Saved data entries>
PR #4770, opened 2025-01-15
Reduce LennardJonesGenerator memory consumption with many NBFixPair-matching pairs

epretti:
Currently, when an `<NBFixPair>` entry is present in a `<LennardJonesForce>`, `openmm.app.forcefield.LennardJonesGenerator` creates an entry in a dictionary for every _pair_ of matching atom types.  This can lead to significant memory consumption even when simply loading a force field XML file, _e.g._, loading [openmmforcefields' version of CHARMM36](https://github.com/openmm/openmmforcefields/blob/main/openmmforcefields/ffxml/charmm/charmm36_nowaters.xml) creates over 156 million entries in the `nbfixTypes` table and consumes over 31 GiB of memory.

This memory consumption can be cut significantly by storing the parameters for each `<NBFixPair>` entry and keeping track of which atom types can match which entries.  An entry for a particular pair of atom types can be found with a set intersection.

The test case for this is also updated to cover all combinations of (i) NBFix/non-NBFix type pairs, (ii) 1-4/non-1-4 interactions, and (iii) same/different types in a pair.  This test should pass with the old as well as this new implementation.

Previously, if multiple `<NBFixPair>` entries corresponded to the same atom type pair, the earlier set of parameters would be silently overwritten by the later set.  An error is now raised if this condition is detected when creating a system.  I checked all of the CHARMM36+water-ions combinations in openmmforcefields that contain such entries to ensure that this should never happen with any pair of atom types, but this behavior could be changed later if we ever encounter a force field where such overwriting is done intentionally.

### DIFF
--- a/wrappers/python/openmm/app/forcefield.py
+++ b/wrappers/python/openmm/app/forcefield.py
@@ -6,9 +6,9 @@ Simbios, the NIH National Center for Physics-Based Simulation of
 Biological Structures at Stanford, funded under the NIH Roadmap for
 Medical Research, grant U54 GM072970. See https://simtk.org.
 
-Portions copyright (c) 2012-2024 Stanford University and the Authors.
+Portions copyright (c) 2012-2025 Stanford University and the Authors.
 Authors: Peter Eastman, Mark Friedrichs
-Contributors:
+Contributors: Evan Pretti
 
 Permission is hereby granted, free of charge, to any person obtaining a
 copy of this software and associated documentation files (the "Software"),
@@ -2553,20 +2553,38 @@ class LennardJonesGenerator(object):
 
     def __init__(self, forcefield, lj14scale, useDispersionCorrection):
         self.ff = forcefield
-        self.nbfixTypes = {}
+        self.nbfixParameters = []
+        self.nbfixTypes1 = defaultdict(set)
+        self.nbfixTypes2 = defaultdict(set)
         self.lj14scale = lj14scale
         self.useDispersionCorrection = useDispersionCorrection
         self.ljTypes = ForceField._AtomTypeParameters(forcefield, 'LennardJonesForce', 'Atom', ('sigma', 'epsilon'))
 
     def registerNBFIX(self, parameters):
         types = self.ff._findAtomTypes(parameters, 2)
+
         if None not in types:
+            sigma = _convertParameterToNumber(parameters['sigma'])
+            epsilon = _convertParameterToNumber(parameters['epsilon'])
+
+            # Retrieve the index of nbfixParameters into which this sigma and
+            # epsilon will be stored, then register this index with the atom
+            # types that should have this sigma and epsilon applied.
+            nbfixIndex = len(self.nbfixParameters)
+            self.nbfixParameters.append([sigma, epsilon])
             for type1 in types[0]:
-                for type2 in types[1]:
-                    epsilon = _convertParameterToNumber(parameters['epsilon'])
-                    sigma = _convertParameterToNumber(parameters['sigma'])
-                    self.nbfixTypes[(type1, type2)] = [sigma, epsilon]
-                    self.nbfixTypes[(type2, type1)] = [sigma, epsilon]
+                self.nbfixTypes1[type1].add(nbfixIndex)
+            for type2 in types[1]:
+                self.nbfixTypes2[type2].add(nbfixIndex)
+
+    def getNBFIX(self, type1, type2):
+        nbfixIndices = (self.nbfixTypes1[type1] & self.nbfixTypes2[type2]) | (self.nbfixTypes2[type1] & self.nbfixTypes1[type2])
+        if nbfixIndices:
+            if len(nbfixIndices) > 1:
+                raise ValueError('Multiple NBFixPair entries match atom types %s-%s.' % (type1, type2))
+            return self.nbfixParameters[nbfixIndices.pop()]
+        else:
+            return None
 
     def registerLennardJones(self, parameters):
         self.ljTypes.registerAtom(parameters)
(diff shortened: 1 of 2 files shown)


wrappers/python/openmm/app/forcefield.py
```diff
@@ -2553,20 +2553,38 @@ class LennardJonesGenerator(object):
 
     def __init__(self, forcefield, lj14scale, useDispersionCorrection):
         self.ff = forcefield
-        self.nbfixTypes = {}
+        self.nbfixParameters = []
+        self.nbfixTypes1 = defaultdict(set)
+        self.nbfixTypes2 = defaultdict(set)
```
peastman, line 2558: Do you actually need two different dicts?  It looks to me like you could use a single `nbfixTypes` field, and that would simplify the code that uses it.  Which type you call "type1" and "type2" is arbitrary, so they don't need to be kept separate.

wrappers/python/openmm/app/forcefield.py
```diff
@@ -2553,20 +2553,38 @@ class LennardJonesGenerator(object):
...
-                    epsilon = _convertParameterToNumber(parameters['epsilon'])
-                    sigma = _convertParameterToNumber(parameters['sigma'])
-                    self.nbfixTypes[(type1, type2)] = [sigma, epsilon]
-                    self.nbfixTypes[(type2, type1)] = [sigma, epsilon]
+                self.nbfixTypes1[type1].add(nbfixIndex)
+            for type2 in types[1]:
+                self.nbfixTypes2[type2].add(nbfixIndex)
+
+    def getNBFIX(self, type1, type2):
+        nbfixIndices = (self.nbfixTypes1[type1] & self.nbfixTypes2[type2]) | (self.nbfixTypes2[type1] & self.nbfixTypes1[type2])
```
peastman, line 2581: For example, this would simplify to just

```python
nbfixIndices = self.nbfixTypes[type1] & self.nbfixTypes[type2]
```

peastman (commented):
Very clever!  This looks like a good approach.

The one thing I want to make sure of is that all the set intersections aren't slowing it down too much.  Can you time how long it takes `createForce()` to run when using CHARMM36 for some moderate sized protein, such as ApoA1 (found in `examples/apoa1.pdb`)?  Probably it will be fine, but I just want to make sure.

wrappers/python/openmm/app/forcefield.py
epretti: I tried that at first and found it was incorrect.  Suppose you have a single NBFIX entry between types A and B.  `nbfixTypes` would look like `{"A": {0}, "B": {0}}`.  So `nbfixTypes["A"] & nbfixTypes["B"] = {0}`, which is correct, but `nbfixTypes["A"] & nbfixTypes["A"] = {0}` as well, which is wrong.  I suppose one could split into two dictionaries for same- and differently-typed cases instead, or use some other method for bookkeeping to avoid this problem, but thought this approach was the most obvious.  If you would prefer to handle this differently, I can change the implementation.

wrappers/python/tests/TestForceField.py
```diff
@@ -914,68 +914,81 @@ def test_LennardJonesGenerator(self):
...
     def test_NBFix(self):
         """Test using LennardJonesGenerator to implement NBFix terms."""
-        # Create a chain of five atoms.
+        # Create a chain of seven atoms.
 
         top = Topology()
         chain = top.addChain()
         res = top.addResidue('RES', chain)
-        top.addAtom('A', elem.oxygen, res)
+        top.addAtom('A', elem.carbon, res)
```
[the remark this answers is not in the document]
epretti: Thanks for catching this.  I didn't realize why that was being done.  I will restore the multiple elements.

wrappers/python/openmm/app/forcefield.py
peastman: That makes sense.

epretti:
> The one thing I want to make sure of is that all the set intersections aren't slowing it down too much. Can you time how long it takes `createForce()` to run when using CHARMM36 for some moderate sized protein, such as ApoA1 (found in `examples/apoa1.pdb`)? Probably it will be fine, but I just want to make sure.

Using the version of CHARMM that comes with OpenMM, full system creation (via `createSystem()`) averages 4.41 s with the old approach and 4.44 s with the new approach for `apoa1.pdb`.

Unfortunately, this built-in force field doesn't have very many NBFix entries, unlike the version of CHARMM that comes with openmmforcefields, and I believe I am now running into another open issue with that force field (openmm/openmmforcefields#170) that causes OpenMM to consume inordinate amounts of memory.  I will look into that next because otherwise openmmforcefields' CHARMM appears to just be unusable.

I would still like to confirm with the openmmforcefields CHARMM that system creation isn't slowed significantly, since this force field is the reason I made this fix in the first place, so I will try to get it working.  Force field XML _loading_, on the other hand, for this force field, is significantly sped up (from 167.1 s to 2.5 s) with reduced memory usage (from 33 GB to 971 MB peak).

epretti:
I was able to regenerate the force field from CHARMM data files and it no longer exhibits the aforementioned issue.  System creation time for the existing implementation is 32.8 s; for the new implementation, it is 29.5 s.  I'm not sure exactly why it's actually faster, but a separate run with the Python profiler turned on indicates about 0.29 s spent in `registerNBFIX()` during force field loading and 0.05 s spent in `getNBFIX()` during system creation, both small compared to residue template matching which takes up most of the creation time.  So the overhead of the set operations is relatively small.

peastman:
Ok, that's great!  Is this ready to merge?

epretti:
Yes, it should be ready.

peastman:
Ok, thanks!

Your goal>
In the records above, find every line with the word "Contributors" and copy it.

Expected answer>
-Contributors:
+Contributors: Evan Pretti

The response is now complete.